According to the S&P/Case-Shiller composite index of 20 metropolitan areas, which is a three-month average, home prices rose a seasonally-adjusted 0.9 percent in June from May after gaining 1 percent in May. On a non-seasonally basis, prices climbed 2.2 percent.

All 20 cities posted gains on a monthly and annual basis. Compared to last year, the 20-city composite jumped 12.1 percent in June, slightly below estimates and the 12.2-percent gain in May – the best reading in over seven years. Economists expected home prices to increase about 12.2 percent in June.

“National home prices rose more than 10 percent annually in each of the last two quarters,” said David M. Blitzer, chairman of the Index Committee at S&P Dow Jones Indices. “However, the monthly city by city data show the pace of price increases is moderating.”

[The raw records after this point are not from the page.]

PR #2102, opened 2025-03-25
Fixing issue in copyInterfaceInputs with one file

### LINKED ISSUE #2097: Weird behavior with case clone, copied inputs, and setting expecting a list of files
I saw some weird behavior recently that I'm going to try to explain as best I could.

We have an input file that has a setting that expects list of files. When we have armi clone the case, it
1. removed the list behavior on the setting, and
2. mangled the setting contents when writing the new settings file.

Initially, we had something like

```yaml
specialFiles:
  - first_file.txt
```

And following the clone, we got
```yaml
specialFiles:
  - f
  - i
  - r
  - s
  - t
  - _
  - f
  - i
  - l
  - e
  - .
  - t
  - x
  - t
```

After some inspection, I found this line in `copyInterfaceInputs`, the function responsible for moving ancillary files found in the input to the location of the cloned suite
https://github.com/terrapower/armi/blob/3882d739cc4f13a77e04938299c47ecb16cacc57/armi/cases/case.py#L982-L988

The `first_file.txt` was correctly moved. But this line set the `specialFiles` setting not to be a list of a single element, but a string with the file. Then, logic that writes the new settings file still sees an iterable of strings for `specialFiles` and writes out each character as if it were a new setting.

This caused the run to crash because the code that works with `specialFiles` cannot access the file `f`.

john-science:

If a setting has a list with a single file in it, `copyInterfaceInputs()` will correctly copy the file, but mangle the setting when it writes the settings file back out. This PR fixes that problem.

close #2097

## SCR Information

Change Type: fixes

One-Sentence Description: This fixes an edge case in `copyInterfaceInputs()` where there is a list of files to copy, but the list is only one element long.

---

## Checklist


armi/cases/tests/test_cases.py
```diff
@@ -601,7 +601,7 @@ def test_copyInputsHelper(self):
             self.assertFalse(os.path.exists(destFilePath))
             self.assertEqual(destFilePath, shuffleFile)
 
-    def test_copyInterfaceInputs_singleFile(self):
+    def test_copyInterfaceInputsSingleFile(self):
```
drewj-tp, line 604: Is this similar to `test_copyInterfaceInputsOneFile`

armi/cases/tests/test_cases.py
```diff
@@ -626,8 +626,8 @@ def test_copyInterfaceInputs_nonFilePath(self):
             newSettings = cases.case.copyInterfaceInputs(
                 cs, destination=newDir.destination
             )
-            self.assertFalse(os.path.exists(newSettings[testSetting]))
-            self.assertEqual(newSettings[testSetting], fakeShuffle)
+            self.assertFalse(os.path.exists(newSettings[testSetting][0]))
+            self.assertEqual(newSettings[testSetting][0], fakeShuffle)
```
drewj-tp, line 630: Shouldn't `newSettings[testSetting]` be the file path itself? For shuffle logic, we only provide a file not a list of files

armi/cases/tests/test_cases.py
```diff
@@ -724,7 +753,9 @@ def test_copyInterfaceInputs_absPath(self):
...
             # file exists
-            self.assertTrue(os.path.exists(newSettings[testSetting]))
+            self.assertTrue(os.path.exists(newSettings[testSetting][0]))
             # but not copied to this dir
-            self.assertFalse(os.path.exists(os.path.basename(newSettings[testSetting])))
-            self.assertEqual(str(newSettings[testSetting]), absFile)
+            self.assertFalse(
+                os.path.exists(os.path.basename(newSettings[testSetting][0]))
+            )
+            self.assertEqual(str(newSettings[testSetting][0]), absFile)
```
drewj-tp, line 761: Same concern here about making a setting that was pointing to a single file now point to a list with one file

drewj-tp (changes requested):

armi/cases/tests/test_cases.py
john-science: The difference is the "one file" version just inputs a single string to `copyInterfaceInputs()`. This version does the same thing, but it trips your edge case where someone provides a list of files, but the list is only one element long.

armi/cases/tests/test_cases.py
john-science: `newSettings[testSetting]` in this case returns a list of length one. And that one element is the file path.

armi/cases/tests/test_cases.py
john-science: Well, I could be wrong. But the only way I could reproduce your bug was to do "a list with only one string in it".

armi/cases/tests/test_cases.py
drewj-tp: But the original setting was just a string. Now we've gone from
```yaml
shuffleLogic: fakeFile.py
```
to
```yaml
shuffleLogic:
  - fakeFile.py
```

I would not expect this test to change: we should preserve settings that are just a string

armi/cases/tests/test_cases.py
drewj-tp: I would not expect this test to change. When we provide a setting that points to a string, we should get a string on the other side of the copy

armi/cases/tests/test_cases.py
john-science: Well, I could not reproduce your bug for this case: `shuffleLogic: fakeFile.py`. But I COULD reproduce your bug for this length-one list case:

```
shuffleLogic:
  - fakeFile.py
```

Perhaps I just wan't able to trip the bug for the non-list case when I tried. Do you think you can throw together a unit test that fails for the first case?  `shuffleLogic: fakeFile.py`

drewj-tp: > Well, I could not reproduce your bug for this case: shuffleLogic: fakeFile.py.

This is not the bug. That's one part of our expected behavior: a setting that points to a single string is preserved.

> But I COULD reproduce your bug for this length-one list case:

This is the bug. We take a setting that was a list of a single string and convert it to a string.

The test you added, showing we preserve a setting that has a list of a single file through the copy, would fail if you revert your changes to `case.py` and that demonstrates the problem

drewj-tp (approved):
Thank you @john-science!

PR #2106, opened 2025-03-31
Add Core.iterBlocks and Assembly.iterBlocks

drewj-tp:

Introduce mechanisms for iterating over `Blocks` in the `Reactor` that do not involve making intermediate lists.

`Core.iterBlocks()` assumes you have a `Core` with `Assemblies` with `Blocks`. This is not limited to hex `Reactors` but may not work in all cases. 

It is not as powerful as `Core.getBlocks` because that:

1. Looks to the spent fuel pool,
2. Looks to assemblies that may not exist _right now_

Instead, it just finds all `Blocks` that are grandchildren of the `Core`.

- `Core.iterBlocks` supports filtering by flags and/or filtering with a conditional function. 

- `Assembly.iterBlocks` is really a shortcut for iterating over an `Assembly` with some filtering. You could just as easily do `Assembly.iterChildren` or `Assembly.iterChildrenWithFlags`. Both of those are sensible if we want to keep the API small and composable. But we have `Assembly.getBlocks` so this felt like a good idea. At the very least, some occurrences like `assembly.getBlocks()[0]` were changed to `assembly[0]`

## SCR Information

Change Type: features

One-Sentence Description: Adding Core.iterBlocks and Asssembly.iterBlocks for traversing grandchildren of a Core.

One-line Impact on Requirements: A trivial implementation change to switch from getBlocks to iterBlocks in the tests for T_ARMI_MACRO_XS, T_ARMI_UMC_PARAM_BACKWARD0, T_ARMI_UMC_PARAM_BACKWARD1, T_ARMI_ROTATE_HEX_ASSEM, T_ARMI_ASSEM_BLOCKS, T_ARMI_R_SYMM, and T_ARMI_ADD_EDGE_ASSEMS.

---

## Checklist

### DIFF
--- a/armi/reactor/tests/test_cores.py
+++ b/armi/reactor/tests/test_cores.py
@@ -78,3 +78,19 @@ class HexCoreTests(unittest.TestCase):
             actuals = self.core.getAssemblies(zones=fakeZones)
         for a in actuals:
             self.assertIn(a.getLocation(), locations, msg=str(a))
+
+    def test_getBlocks(self):
+        """Test the ability to get all blocks in the core."""
+        blocks = []
+        for a in self.core:
+            blocks.extend(a)
+        actual = self.core.getBlocks()
+        self.assertAllIs(actual, blocks)
+
+    def test_getBlocksWithFlag(self):
+        """Test the ability to get all blocks with a flag in the core."""
+        blocks = []
+        for a in self.core:
+            blocks.extend(filter(lambda b: b.hasFlags(Flags.FUEL), a))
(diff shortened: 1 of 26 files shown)


armi/reactor/tests/test_cores.py
```diff
@@ -0,0 +1,130 @@
+# Copyright 2024 TerraPower, LLC
```
john-science, line 1:
```suggestion
# Copyright 2025 TerraPower, LLC
```

john-science (approved):
I love it!

Seems like a slam dunk.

He added, “Thirteen out of twenty cities saw their returns weaken from May to June. As we are in the middle of a seasonal buying period, we should expect to see the most gains. With interest rates rising to almost 4.6 percent, home buyers may be discouraged and sharp increases may be dampened.” Only six out of the 20 cities posted faster price gains in June than May, compared to 10 cities in the prior report.

Dallas and Denver reached new all-time highs in June while San Francisco is up the most from its March 2009 low with a gain of 47 percent. Average home prices across the nation are back to spring 2004 levels, but are still 23 percent below their bubble glory days.

In morning trading, home-improvement names such as Home Depot (NYSE:HD) and Lowe’s (NYSE:LOW) both declined nearly 1 percent. Home builders PulteGroup (NYSE:PHM) and D.R. Horton (NYSE:DHI) dropped 1.5 percent and 1.8 percent, respectively.